Dr. M.J. Bazos, MD. Patient Handout
About Your Diagnosis
Urethritis is an inflammation of the urethra (the tube that carries urine from the bladder) caused by an infection. It may also be present during a bladder infection. Urethritis is caused by bacteria, trauma, or as a reaction to bath oils and bubble baths. It can be detected by testing the urine or by
examining a discharge, if there is any.

Living With Your Diagnosis
Signs and symptoms include urinating more frequently and in smaller amounts; pain or burning upon urination; a discharge of cloudy mucus (can
also be yellow-green); painful intercourse; and in older men, dribbling of urine.
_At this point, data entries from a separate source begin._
PR #99, opened 2015-03-11
fix(docs): note "avatar" field in /v1/profile response

rfk:
I noticed while working on https://github.com/mozilla/PyFxA/pull/15 that the `/v1/profile` endpoint returns an "avatar" field, but this isn't shown in the example in docs.


rfk:
So yeah...I'm pretty sure those failing travis builds are not the result of this one-line docs fix :-)

Issue #84, opened 2015-01-06
Support "display name" profile field


zaach:

zaach:
fixed in #103

PR #103, opened 2015-03-26
feat(display_name): add a display name field

zaach:
Note: this modifies the SQL schema, adding a new `profile` table with a displayName field.

Fixes issue #84

@rfk or @seanmonstar r?


lib/db/schema.sql
```diff
@@ -18,3 +18,8 @@ CREATE TABLE IF NOT EXISTS avatar_selected (
   avatarId BINARY(16) NOT NULL,
   FOREIGN KEY (avatarId) REFERENCES avatars(id) ON DELETE CASCADE
 ) ENGINE=InnoDB CHARACTER SET utf8 COLLATE utf8_unicode_ci;
+
+CREATE TABLE IF NOT EXISTS profile (
+  userId BINARY(16) NOT NULL PRIMARY KEY,
+  displayName VARCHAR(256)
```
zaach: What size should this be?

chilts:
Hey @zaach, here's a quick summary pointing to a few things we do for database patches in the auth and oauth servers.

In each repo, there are a set of (consecutive) patches here:

* https://github.com/mozilla/fxa-auth-db-mysql/tree/master/db/schema

We tell the server that it should expect this patch level to be set (this is set at the end of each patch). If the db isn't this patch level or above, it'll b0rk:

* https://github.com/mozilla/fxa-auth-db-mysql/blob/master/db/patch.js
* https://github.com/mozilla/fxa-auth-db-mysql/blob/master/db/mysql.js#L123-L127

In dev, we run this (local) db_patcher.js script which uses the `mysql-patcher` package:

* https://github.com/mozilla/fxa-auth-db-mysql/blob/master/bin/db_patcher.js
* https://github.com/mozilla/mysql-patcher/

In prod, we usually take the patch file and do it manually (at the moment). Some wheels are in place to also make this automatic, but we're not there yet. Here's an example:

* https://bugzilla.mozilla.org/show_bug.cgi?id=1091194

All this doesn't mean you have to do all that in this patch but it might help if you want to merge around the same technique we use in the auth and oauth servers. Any Q's let me know. :)

rfk:
The oauth server also uses this scheme, for another point of comparison:

  https://github.com/mozilla/fxa-oauth-server/tree/master/lib/db/mysql

(It automagically applies schema updates without use of a separate db_patcher.js script when in dev mode, which may be a better fit for workflow on this repo)

chilts:
Ah yeah, this is also automatic when `npm start` is run in the auth-db-mysql server but it's in a separate script rather than in the main server code.

test/api.js
```diff
@@ -478,6 +498,75 @@ describe('/avatars', function() {
...
+          headers: {
+            authorization: 'Bearer ' + tok
+          }
+        }).then(function(res) {
+          assert.equal(res.statusCode, 200);
+          assert.equal(JSON.parse(res.payload).displayName, 'Spock');
+        });
+      });
+    });
+
```
seanmonstar: Missing test case is when a display name has not been set.

What should happen? The code currently looks like it will return `{}` if it doesn't exist. Should it instead be a 404? Or stay empty?

zaach: I used `{}` to be consistent with `GET /avatar` when there's no avatar, but 404 would be more RESTy. We could break consistency here and use 404. Eventually we could update avatar and clients to handle 404 as well, or just leave it inconsistent. Or stay with an empty response and 200 status and be less RESTy. I'm not really opinionated on it, but maybe using a 404 is fine and we can live with the inconsistency.

zaach:
nalexander reminded me on IRC that we need some kind of way to signal to clients that the data hasn't been modified since they last fetched it, e.g. `If-unmodified-since` or etags.

zaach:
@chilts So, to bootstrap this for the profile server database I assume I should create the patch file for the `dbMetadata` table first (000), followed by the current schema (001), then finally the new `profile` table patch (002). Then for production, we can manually apply the metadata table patch and the new profile table patch? Will dev Just Work if I follow the setup in oauth-server?

chilts:
@zaach sorry, I missed this comment. Do you need anything else here apart from the review of the PR you've already done? :) /me scrambles back in time

zaach:
@chilts Dev seems to work fine, so that's resolved. I'm not clear on how this will affect production, although that's probably more of a nice-no-know for me– I assume ckolos et al know what to do.

chilts:
@zaach yes, for prod, we usually create separate patches which go into Bugzilla to be applied by ckolos separately, since we don't (currently) use mysql-patcher in prod. In this case, then you can just create the `dbMetadata` table, do your _new_ SQL statements and insert patch level 2 (if you like) and ignore those older tables that already exist.

seanmonstar:
Does this need a rebase since it included a commit from the other PR?

zaach:
yep, on it

PR #109, opened 2015-04-30
feat(profile): return all /profile pieces that scopes allow

### LINKED ISSUE #108: multiple fields with one request
We currently limit which fields third-party reliers can access, so they cannot use the open ended `profile` scope to get all fields in one request. They have to send separate requests for each field they want access to. It would be nice we supported returning multiple fields from a single request for scopes that the relier does have permission to use.

seanmonstar:
So basically, using Hapi's `server.inject()`, the `/profile` endpoint just clumps together the results of requests to each lesser piece of information. Any 403s (scope not allowed) and 404s (such as has no avatar) simply means that value isn't in the returned result.

Closes #108

### DIFF
--- a/lib/batch.js
+++ b/lib/batch.js
@@ -1,0 +1,58 @@
+/* This Source Code Form is subject to the terms of the Mozilla Public
+ * License, v. 2.0. If a copy of the MPL was not distributed with this
+ * file, You can obtain one at http://mozilla.org/MPL/2.0/. */
+
+const logger = require('./logging')('batch');
+const P = require('./promise');
+
+function inject(server, options) {
+  return new P(function(resolve) {
+    server.inject(options, resolve);
+  });
+}
+
+// called in a route as `batch(req, map)`, where map is an Object
+// mapping property names to routes.
+//
+// Ex: batch(req, { email: '/v1/email', avatar: '/v1/avatar' }).done(reply)
+//
+// The above will fetch both routes as GET requests, into `emailRes` and
+// `avatarRes`. The end result of the returned promise would then be:
+//
+// { email: emailRes['email'], avatar: avatarRes['avatar'] }
+function batch(request, map) {
+  var result = {};
+  Object.keys(map).forEach(function(prop) {
+    var url = map[prop];
+    result[prop] = inject(request.server, {
+      method: 'get',
+      url: url,
+      headers: request.headers,
+      credentials: request.auth.credentials
+    }).then(function(res) {
+      switch (res.statusCode) {
+        case 200:
+          return res.result[prop];
+        case 403:
+        case 404:
+          logger.debug('batch.' + res.statusCode, {
+            scope: request.auth.credentials.scope,
+            response: res.result
+          });
+          return undefined;
+        default:
+          throw res.result;
+      }
+    });
+  });
+  return P.props(result).then(function(result) {
+    Object.keys(result).forEach(function(key) {
+      if (result[key] === undefined) {
+        delete result[key];
+      }
+    });
+    return result;
+  });
+}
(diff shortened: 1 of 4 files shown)


seanmonstar:
cc @rfk @zaach

lib/routes/profile.js
```diff
@@ -2,35 +2,35 @@
...
-          email: creds.email,
-          uid: creds.user,
-          avatar: avatar ? avatar.url : null,
-          displayName: profile && profile.displayName ?
-            profile.displayName : null
-        };
-      });
+    var scopes = (req.auth.credentials.scope || []).filter(function(scope) {
+      return scope === 'profile' || scope.indexOf('profile:') !== -1;
+    });
```
rfk: nit: this could terminate iteration after finding a profile-related scope, rather than returning all of them.  Not worth it if it would ugly up the code though.

rfk:
@seanmonstar nice approach!  AFAICT this won't even result in extra db traffic, since we had separate `db.getSelectedAvatar` and `db.getDisplayName` calls already.

lib/batch.js
```diff
@@ -0,0 +1,49 @@
...
+
+function batch(request, map) {
+  var result = {};
+  Object.keys(map).forEach(function(prop) {
+    var url = map[prop];
+    result[prop] = inject(request.server, {
+      method: 'get',
+      url: url,
+      headers: request.headers,
+      credentials: request.auth.credentials
```
rfk: Does passing this through here mean that we don't have to re-check the credentials on each sub-request?

lib/batch.js
```diff
@@ -0,0 +1,49 @@
...
+const logger = require('./logging')('batch');
+const P = require('./promise');
+
+function inject(server, options) {
+  return new P(function(resolve) {
+    server.inject(options, resolve);
+  });
+}
+
+function batch(request, map) {
```
rfk: A high-level comment on what this function does would be helpful and the expected structure of its arguments would be helpful.

rfk:
I haven't dug into what's up with travis, but once that's green, I'm r+ modulo nits on this.  Thanks for jumping on this so quickly @seanmonstar.

lib/batch.js
seanmonstar: Yea! I at first wasn't passing it, and was noticing an explosion of requests to the oauth server to verify the same token over and over. It turns out, passing this short circuits it. (This is how hapi's bassmaster implements a batch route, I learned from it.)

lib/routes/profile.js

Antibiotics are needed to clear the infection. Sitz baths several times a day will help ease the pain. Nonprescription medications such as Tylenol or Advil can be taken for the pain. No special diet is needed, but fluid intake should be increased to eight glasses of water a day. Acidify the urine by drinking cranberry juice. Avoid alcohol and caffeine because they irritate the urethra. Avoid sexual intercourse until the infection is cleared. You will need a follow-up urine culture to verify this.

The DOs
• Take antibiotics as ordered until finished.
• Increase your fluid intake to include eight glasses of water per day.
• Avoid sexual intercourse until the infection is cleared.
• Avoid bubble baths and bath oils that may irritate the urethra.
• Keep the genital area clean, but use nonscented plain soaps.

The DON’Ts
• Don’t stop taking the antibiotics until finished. If the infection is not cleared, it could become a chronic problem.
• Don’t have sexual intercourse until the infection is cleared.
• Don’t use bubble baths, bath oils, or scented soaps.
• Don’t drink beverages containing alcohol or caffeine.

When to Call Your Doctor
• If a high fever develops.
• If blood is seen in the urine.
• If symptoms don’t improve in 1 week.